In your darkest and saddest and loneliest moments, has anyone ever said that you? As Christians, don’t those words make all the difference in the world? To know that a fellow believer is there alongside you, supporting you and encouraging you and promising you that you will persevere in the face of all the “persecutions and trials” you are enduring?
When we are struggling, it is easy to see the abundance of darkness before us, and so much harder to realize that there is an abundance of everything. Everywhere, good and wonderful and beautiful things are happening. Even when we can’t always immediately see them. Even as we flounder in the murky depths of the difficult parts of our paths…. everywhere around us, hope and peace are flourishing. Like the Thessalonians convinced that the Last Days were on their doorstep, we need to hear the voice of Paul over the buzzing din of our own worried thoughts. We need to see the hand of God in the work of our days. We need to feel the breath of the Spirit renewing our tired minds. Sometimes the darkness can feel so big and so interminable and so consuming, that we miss the seeds of hope that have been sown along our path. Sometimes hope roars, but sometimes hope whispers.
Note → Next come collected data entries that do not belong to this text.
PR #395, opened 2019-10-11
Fix build failure from merging conflicts

yorinasub17:
When we merged https://github.com/gruntwork-io/terratest/pull/392 and https://github.com/gruntwork-io/terratest/pull/389, one did not integrate with the other causing the build to fail. This fixes that.


yorinasub17:
Saw build pass, so going to merge this in. Thanks for review!

PR #397, opened 2019-10-18
Support specifying the chart namespace in RenderTemplate

mikegrass:
Currently, the `RenderTemplate` family of functions don't support specifying the release namespace for a chart:

```console
$ helm template --help | grep namespace
      --namespace string         namespace to install the release into
```

For charts that use the [`.Release.Namespace`](https://helm.sh/docs/chart_template_guide/#built-in-objects) object in chart templates, I'd like to be able to confirm the correct behavior via `RenderTemplate`.

`Install`/`InstallE` *do* support overriding the namespace parameter via `options.KubectlOptions`:

https://github.com/gruntwork-io/terratest/blob/3bd1244cbcb33e46f51549f97b028b530f752543/modules/helm/install.go#L35-L37

Permit this behavior for `RenderTemplate`/`RenderTemplateE` as well, using the same source for the namespace name as `Install` / `InstallE`.

### DIFF
--- a/test/helm_basic_example_template_test.go
+++ b/test/helm_basic_example_template_test.go
@@ -10,13 +10,17 @@
 package test
 
 import (
+	"fmt"
 	"path/filepath"
+	"strings"
 	"testing"
 
 	"github.com/stretchr/testify/require"
 	appsv1 "k8s.io/api/apps/v1"
 
 	"github.com/gruntwork-io/terratest/modules/helm"
+	"github.com/gruntwork-io/terratest/modules/k8s"
+	"github.com/gruntwork-io/terratest/modules/random"
 )
 
 // This file contains examples of how to use terratest to test helm chart template logic by rendering the templates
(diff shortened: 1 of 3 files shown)


test/helm_basic_example_template_test.go
```diff
@@ -35,8 +39,11 @@ func TestHelmBasicExampleTemplateRenderedDeployment(t *testing.T) {
 	helmChartPath, err := filepath.Abs("../examples/helm-basic-example")
 	require.NoError(t, err)
 
-	// Since we aren't deploying any resources, there is no need to setup kubectl authentication, helm home, or
-	// namespaces
+	// Since we aren't deploying any resources, there is no need to setup kubectl authentication or helm home.
+
+	// Set up the namespace; confirm that the template renders the expected value for the namespace.
+	namespaceName := "medieval-" + strings.ToLower(random.UniqueId())
+	fmt.Printf("Namespace: %s\n", namespaceName)
```
yorinasub17: Debug statements should be using `logger.Logf`. Otherwise, it won't be captured by the `terratest_log_parser`.

mikegrass: Thanks @yorinasub17! I've corrected this in https://github.com/gruntwork-io/terratest/pull/397/commits/e55d8ce7741626d58db1bf8f2407fe11ab180707. Mind taking another look?

yorinasub17:
Thanks for making that change! Just kicked off our build.

PR #399, opened 2019-10-25
k8s: Add Get funcs for RoleBinding and ClusterRoleBinding

kirecek:


yorinasub17:
Thanks for your contribution! However, looking at the code, these functions appear to be simple wrappers around the client-go library.

We used to accept these as is, but as Terratest has grown (we just passed 3,000 stars!), we've had to think more about what types of helper functions we want in the library to make sure it doesn't become so big as to be unusable. Please check out [the updated contribution guidelines](https://github.com/gruntwork-io/terratest/blob/master/CONTRIBUTING.md#types-of-contributions), especially the part about infrastructure and validation helpers.

These RBAC helpers meet requirements for "platforms," "creating infrastructure," and "popularity," but do not meet the "complexity" requirement.

With that said, I would like to understand your motivations for these functions. Is there something about the k8s client-go library that make it hard to use the RBAC functions directly?

kirecek:
Oh, yes k8s client is totally okay to use. I see your point.  Thank You :) Closing the MR

yorinasub17:
Thanks for understanding!

PR #405, opened 2019-11-09
helm: add ReleaseName to options and pass it to template rendering

### LINKED ISSUE #402: helm/testing: no release name definition in template rendering
There is no possibility to define release name when you render a template.

StupidScience:
Fixes #402

Atm I just pass new option to template rendering.

Should i rework install, delete, etc from positional arg to options as well?
It will be kinda breaking change.

### DIFF
--- a/modules/helm/template.go
+++ b/modules/helm/template.go
@@ -15,15 +15,15 @@ import (
 // RenderTemplate runs `helm template` to render the template given the provided options and returns stdout/stderr from
 // the template command. If you pass in templateFiles, this will only render those templates. This function will fail
 // the test if there is an error rendering the template.
-func RenderTemplate(t *testing.T, options *Options, chartDir string, templateFiles []string) string {
-	out, err := RenderTemplateE(t, options, chartDir, templateFiles)
+func RenderTemplate(t *testing.T, options *Options, chartDir string, releaseName string, templateFiles []string) string {
+	out, err := RenderTemplateE(t, options, chartDir, releaseName, templateFiles)
 	require.NoError(t, err)
 	return out
 }
 
 // RenderTemplateE runs `helm template` to render the template given the provided options and returns stdout/stderr from
 // the template command. If you pass in templateFiles, this will only render those templates.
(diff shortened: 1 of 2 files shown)


yorinasub17:
Hmm after thinking this through some more and looking at the implementation, the variability in how the different commands handle the release name makes it a bit annoying to implement it this way (e.g release name is a positional argument in `delete`).

You might be right that it might make more sense to just add a positional arg for `releaseName` to template rendering and just enhance that function. What do you think?

StupidScience:
As for me Options looks as more appropriate place for release name but you're right that it is passed in different ways for different helm commands. Also there will be less changes if it will be passed to render as positional arg. So I think reworked RenderTemplate functions will be more correct.

yorinasub17:
This LGTM, but you will need to update the tests. If you grep for `RenderTemplate`, you will see A few places (only one test file) where it is used:
```
%~> rg RenderTemplate
test/helm_basic_example_template_test.go
59:     // Run RenderTemplate to render the template and capture the output. Note that we use the version without `E`, since
63:     output := helm.RenderTemplate(t, options, helmChartPath, []string{"templates/deployment.yaml"})
125:                    _, err := helm.RenderTemplateE(t, options, helmChartPath, []string{})

modules/helm/template.go
15:// RenderTemplate runs `helm template` to render the template given the provided options and returns stdout/stderr from
18:func RenderTemplate(t *testing.T, options *Options, chartDir string, templateFiles []string) string {
19:     out, err := RenderTemplateE(t, options, chartDir, templateFiles)
24:// RenderTemplateE runs `helm template` to render the template given the provided options and returns stdout/stderr from
26:func RenderTemplateE(t *testing.T, options *Options, chartDir string, templateFiles []string) (string, error) {
```

StupidScience:
@yorinasub17 updated

yorinasub17:
Build passed and everything looks good, so will go ahead and merge this! Thanks for your contribution!

yorinasub17:
https://github.com/gruntwork-io/terratest/releases/tag/v0.23.0

PR #406, opened 2019-11-10
Add Docker build and run commands

brikis98:
This PR adds `docker.Build` and `docker.Run` commands to Terratest. These are quite handy when you need to build and run a Docker image at test time. I've written a few local versions of these in various tests, so I figured it was time to finally centralize the implementation in Terratest.


brikis98:
Need to use this in a project, so going to merge now. Feedback is very welcome!

PR #425, opened 2019-12-20
Correct Golint warning

gliptak:


modules/aws/ec2-files.go
```diff
@@ -10,6 +10,7 @@ import (
 	"github.com/gruntwork-io/terratest/modules/ssh"
 )
 
+// RemoteFileSpecification sdescribes which files you want to copy from your instances
```
brikis98:
```suggestion
// RemoteFileSpecification describes which files you want to copy from your instances
```

gliptak: Updated. Sorry for the typo @brikis98

PR #426, opened 2019-12-26
Enable gofmt pre-commit check

gliptak:


yorinasub17:
Thanks for your contribution! I'm actually going to close without merging though because `goimports` is a superset of `gofmt` so this is unnecessary. [From the docs](https://godoc.org/golang.org/x/tools/cmd/goimports):

> In addition to fixing imports, goimports also formats your code in the same style as gofmt

gliptak:
@yorinasub17 I'm not following

https://goreportcard.com/report/github.com/gruntwork-io/terratest#gofmt shows ```gofmt``` warnings which weren't caught by ```goimports```

yorinasub17:
See https://github.com/gruntwork-io/pre-commit/pull/17#issuecomment-569117010

PR #434, opened 2020-01-09
Add methods to test Google Cloud Build resources

robmorgan:
This PR adds methods to test [Google Cloud Build](https://cloud.google.com/cloud-build) resources.

**Update:** I also had to bump the Azure SDK as https://github.com/google/go-containerregistry also depends on it and the older versions were causing a conflict.


modules/gcp/cloudbuild_test.go
```diff
@@ -0,0 +1,113 @@
...
+	}
+	if err := tw.WriteHeader(hdr); err != nil {
+		t.Fatal(err)
+	}
+	if _, err := tw.Write([]byte(file)); err != nil {
+		t.Fatal(err)
+	}
+	if err := tw.Close(); err != nil {
+		t.Fatal(err)
+	}
```
yorinasub17: NIT: each of these should probably be `require.NoError`

modules/gcp/gcr.go
```diff
@@ -0,0 +1,89 @@
...
+	}
+
+	opts := gcrremote.WithAuth(auther)
+
+	if err := gcrremote.Delete(name, opts); err != nil {
+		return fmt.Errorf("Failed to delete %s. Got error: %v", name, err)
+	}
+
+	return nil
+}
```
yorinasub17: I am not sure these are interfaces we want to maintain, as they fail the litmus test for "Creating infrastructure": https://github.com/gruntwork-io/terratest/blob/master/CONTRIBUTING.md#types-of-contributions

Is there a reason you can't use a terraform example for the GCR repositories?

modules/gcp/cloudbuild.go
```diff
@@ -0,0 +1,165 @@
...
+func CreateBuild(t *testing.T, projectID string, build *cloudbuildpb.Build) *cloudbuildpb.Build {
+	out, err := CreateBuildE(t, projectID, build)
+	if err != nil {
+		t.Fatal(err)
+	}
+	return out
+}
+
+// CreateBuildE creates a new build blocking until the operation is complete.
+func CreateBuildE(t *testing.T, projectID string, build *cloudbuildpb.Build) (*cloudbuildpb.Build, error) {
```
yorinasub17: Same as above re:creating infrastructure litmus test

modules/gcp/gcr.go
yorinasub17: After reading through https://stackoverflow.com/questions/53714284/how-do-you-create-a-gcr-repo-with-terraform, this makes sense to me given that there is no way to explicitly manage GCR repositories on the fly using `terraform`. This means that to properly clean up a test, you have to manually delete the images that are pushed using `docker`, and these functions makes it easy to do that.

robmorgan: Ok

modules/gcp/cloudbuild_test.go
robmorgan: fixed.

robmorgan:
Merging

PR #440, opened 2020-01-14
Add lambda function "invoke" helper.

mjgpy3:
I tend to use this a lot in my infrastructure tests.


yorinasub17:
Hi thanks for your contribution! Looking at the code, I am not sure this by itself passes our litmus test for wrapper functions. See [our contribution guide](https://github.com/gruntwork-io/terratest/blob/master/CONTRIBUTING.md#types-of-contributions). I think these wrappers are simple enough that it doesn't pass the test for "complexity".

With that said, I think enhancing these functions to automatically serialize and deserialize the payload as json would make them more useful. E.g:

```
func InvokeFunctionE(t *testing.T, region string, functionNameOrArn string, payload interface{}) (FunctionResult, error) {
    var payloadJson []byte = nil
    if payload != nil {
        payloadJson, err := json.Marshal(payload)
        if err != nil {
            return FunctionResult{} err
        }
    }
    // ... rest of function omitted for brevity ...
}
```

Additionally, I think errors in lambda should be treated as errors in `InvokeFunctionE`. If we accept that, then the `FunctionResult` struct should actually be a custom error struct (`FunctionError`) that is returned as the error if `FunctionError` is set on the response.

I think if we implemented these two features, it would make this pass the complexity test.

mjgpy3:
@yorinasub17 thank you for the feedback! I'll push those changes soon.

mjgpy3:
@yorinasub17 I believe that I've implemented your recommendations. Let me know your thoughts!

modules/aws/lambda.go
```diff
@@ -0,0 +1,78 @@
...
+	}
+
+	if payload != nil {
+		payloadJson, err := json.Marshal(payload)
+
+		if err != nil {
+			return nil, err
+		} else {
+			invokeInput.Payload = payloadJson
+		}
```
yorinasub17: NIT: No need for using `else` here.

modules/aws/lambda.go
```diff
@@ -0,0 +1,78 @@
...
+
+	"github.com/aws/aws-sdk-go/service/lambda"
+)
+
+// InvokeFunction invokes a lambda function.
+func InvokeFunction(t *testing.T, region, functionName string, payload interface{}) []byte {
+	out, err := InvokeFunctionE(t, region, functionName, payload)
+	if err != nil {
+		t.Fatal(err)
+	}
```
yorinasub17: NIT: we've been standardizing on using `require.NoError(t, err)` in place of `if => t.Fatal`. The import path is `"github.com/stretchr/testify/require"`.

modules/aws/lambda.go
```diff
@@ -0,0 +1,78 @@
...
+}
+
+type FunctionError struct {
+	Message    string
+	StatusCode int64
+}
+
+func (err *FunctionError) Error() string {
+	return err.Message
+}
```
yorinasub17: You might want the Payload here. The `FunctionError` string actually doesn't contain anything useful, since it is either `Handled` or `Unhandled`. Outputting the payload is going to be more useful:

```
return fmt.Sprintf("%s error invoking lambda function: %v", err.Message, err.Payload)
```

modules/aws/lambda.go
```diff
@@ -0,0 +1,78 @@
...
+
+// NewLambdaClient creates a new Lambda client.
+func NewLambdaClient(t *testing.T, region string) *lambda.Lambda {
+	client, err := NewLambdaClientE(t, region)
+	if err != nil {
+		t.Fatal(err)
+	}
```
yorinasub17: NIT: See above re: `require.NoError`

modules/aws/lambda.go
```diff
@@ -0,0 +1,78 @@
...
+	out, err := lambdaClient.Invoke(invokeInput)
+	if err != nil {
+		return nil, err
+	}
+
+	if out.FunctionError != nil {
+		return out.Payload, &FunctionError{Message: *out.FunctionError, StatusCode: *out.StatusCode}
+	}
+
+	return out.Payload, err
```
yorinasub17: NIT: Probably better to explicitly return `nil`:
```suggestion
	return out.Payload, nil
```

mjgpy3:
@yorinasub17 let me know if anything else needs to be done! Thanks for the feedback.

examples/terraform-aws-lambda-example/README.md
```diff
@@ -0,0 +1,25 @@
+# Terraform Lambda Example
+
+This folder contains a very simple Terraform module to demonstrate how you can use Terratest to deploy a lambda function
```
yorinasub17: NIT:
```suggestion
This folder contains a Terraform module to demonstrate how you can use Terratest to deploy a lambda function
```

It's usually not a good idea to say "very simple" or even "simple" because that can be subjective.

examples/terraform-aws-lambda-example/main.tf
```diff
@@ -0,0 +1,39 @@
...
+      {
+        Action = "sts:AssumeRole"
+        Effect = "Allow"
+        Principal = {
+          Service = "lambda.amazonaws.com"
+        }
+      }
+    ]
+    Version : "2012-10-17"
+  })
```
yorinasub17: Use [`aws_iam_policy_document` data source](https://www.terraform.io/docs/providers/aws/d/iam_policy_document.html).

examples/terraform-aws-lambda-example/main.tf
```diff
@@ -0,0 +1,39 @@
...
+# ---------------------------------------------------------------------------------------------------------------------
+
+provider "archive" {
+  version = "1.3"
+}
+
+data "archive_file" "zip" {
+  type        = "zip"
+  source_dir  = "${path.module}/src"
+  output_path = "/tmp/.${var.function_name}.zip"
```
yorinasub17: NIT: This won't work on all OS platforms (e.g Windows). Probably better to use `${path.module}`.

examples/terraform-aws-lambda-example/main.tf
```diff
@@ -0,0 +1,39 @@
+# ---------------------------------------------------------------------------------------------------------------------
```
yorinasub17: Ah I realized you are using tf12 syntax. We haven't updated our CI routine to use tf12 yet so this will probably fail. We have started the work though so will likely have a PR with the updates in the next week. Probably makes sense to do that instead of updating to tf11.

test/terraform_aws_lambda_example_test.go
```diff
@@ -0,0 +1,64 @@
...
+	response := aws.InvokeFunction(t, awsRegion, functionName, ExampleFunctionPayload{ShouldFail: false, Echo: "hi!"})
+
+	// This function just echos it's input as a JSON string when `ShouldFail` is `false``
+	assert.Equal(t, `"hi!"`, string(response))
+
+	// Invoke the function, this time causing it to error and capturing the error
+	response, err := aws.InvokeFunctionE(t, awsRegion, functionName, ExampleFunctionPayload{ShouldFail: true, Echo: "hi!"})
+
+	// Function-specific errors have their own special return
+	functionError := err.(*aws.FunctionError)
```
yorinasub17: Use the syntax:
```suggestion
	functionError, ok := err.(*aws.FunctionError)
	require.True(t, ok)
```

That way, we won't panic and shutdown ALL other running tests if it is not this error.

mjgpy3:
@yorinasub17 more good suggestions, thank you! I've implemented them and am happy to wait for the TF syntax to be updated.

yorinasub17:
We just merged in the tf12 update, so if you can rebase this branch on master, I can go ahead and kick off the tests. Thanks for waiting!

mjgpy3:
@yorinasub17 I just rebased. No problem in waiting.

yorinasub17:
Thanks! Just kicked off our build.

examples/terraform-aws-lambda-example/src/lambda.go
```diff
@@ -0,0 +1,24 @@
+package main
+
+import (
+	"context"
+	"fmt"
+	"github.com/aws/aws-lambda-go/lambda"
+)
```
yorinasub17: The build failed `goimports` formatting on this file. This is because the third party import is grouped with the stdlib imports. The build should move beyond that step once you add a new line between the `lambda` import and `fmt`.

mjgpy3: @yorinasub17 updated, thanks

yorinasub17:
The build failed, but it was for a known flaky test, so I am going to go ahead and merge + release this. Thanks for the contribution!

mjgpy3:
Thanks @yorinasub17!

PR #5072, opened 2021-10-01
EVG-15513: Attach child project identifier to patch trigger alias

sophstad:
[EVG-15513](https://jira.mongodb.org/browse/EVG-15513)

### Description 
- Add `childProjectIdentifier` field to be returned with patch trigger aliases

### Testing 
- Update unit test
- Tested on staging & playground

### DIFF
--- a/rest/model/project.go
+++ b/rest/model/project.go
@@ -74,12 +74,13 @@ func (t *APITriggerDefinition) BuildFromService(h interface{}) error {
 }
 
 type APIPatchTriggerDefinition struct {
-	Alias          *string            `json:"alias"`
-	ChildProject   *string            `json:"child_project"`
-	TaskSpecifiers []APITaskSpecifier `json:"task_specifiers"`
-	Status         *string            `json:"status,omitempty"`
-	ParentAsModule *string            `json:"parent_as_module,omitempty"`
-	VariantsTasks  []VariantTask      `json:"variants_tasks,omitempty"`
+	Alias                  *string            `json:"alias"`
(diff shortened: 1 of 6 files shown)


rest/model/project.go
```diff
@@ -74,12 +74,13 @@ func (t *APITriggerDefinition) BuildFromService(h interface{}) error {
...
 
 type APIPatchTriggerDefinition struct {
-	Alias          *string            `json:"alias"`
-	ChildProject   *string            `json:"child_project"`
-	TaskSpecifiers []APITaskSpecifier `json:"task_specifiers"`
-	Status         *string            `json:"status,omitempty"`
-	ParentAsModule *string            `json:"parent_as_module,omitempty"`
-	VariantsTasks  []VariantTask      `json:"variants_tasks,omitempty"`
+	Alias                  *string            `json:"alias"`
+	ChildProject           *string            `json:"child_project"`
```
malikchaya2, line 78: Is this the Id? should we maybe add "Id" to this?

sophstad: We could, but I believe that would introduce a breaking change and would require a little more coordination around releasing since the UI is already requesting `childProject`. I am open to it if you think it's worth doing!

malikchaya2: hmm. Should we maybe add another field called childProjectId that also holds the id  (and add a quick comment) so that we can eventually make the change next time we touch the UI? I think just calling it childProject might end up being confusing.

malikchaya2 (approved):

PR #5074, opened 2021-10-04
EVG-15397 Add superuser check directive.

khelif96:
[EVG-15397](https://jira.mongodb.org/browse/EVG-15397)

### Description 
This adds a directive which verifies if a query is made by a user with super user permissions

To use it you simply need to add `@superUserOnly` to the end of a query definition in the `schema.graphql`.

### DIFF
--- a/graphql/schema.graphql
+++ b/graphql/schema.graphql
@@ -1,3 +1,6 @@
+directive @superUserOnly on FIELD_DEFINITION 
+directive @permissions(permissions: [String!]) on FIELD_DEFINITION
+
 type Query {
   userPatches(
     limit: Int = 0
@@ -11,7 +14,7 @@ type Query {
   taskAllExecutions(taskId: String!): [Task!]!
   patch(id: String!): Patch!
   version(id: String!): Version!
-  projects: [GroupedProjects]!
+  projects: [GroupedProjects]! @superUserOnly
   project(projectId: String!): Project!
   patchTasks(
     patchId: String!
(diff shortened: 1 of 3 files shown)


ablack12 (commented):
This looks good to me but why is this part of the projects track multiple branches project? There aren't queries that only super users should be able to use.

malikchaya2:
> This looks good to me but why is this part of the projects track multiple branches project? There aren't queries that only super users should be able to use.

We have inherited a world that is at one and the same time, harsh and difficult, but also wondrous and optimistic. There is an abundance of everything. Darkness calls, but the Truth speaks louder. Like the Thessalonians, we sometimes get confused, and think that the end of one part of our lives is the end of it all. Like the Thessalonians, we sometimes get so caught up in our hysteria that as we are crying that the darkness has grown too deep, we fail to see the ways the light is breaking in. We get stuck in the darkest hour even as dawn is breaking on the horizon.
Thus, to me, it seems somehow fitting that as our calendar turns and we speak more often of abundance and thanksgiving it is also the beginning of the winter season when we will have more darkness than light all around us. It is as though God is speaking through the season, encouraging us to accept both in their time and to find the gifts in each. Darkness and light, light and darkness. Ends and beginnings. Grief and loss, hope and peace. Confusion and clarity. There is an abundance of everything, and God speaks through in our pain as God speaks in our prosperity. May we weather the darkness as we celebrate the light. May the Spirit help us find peace with it all. Amen.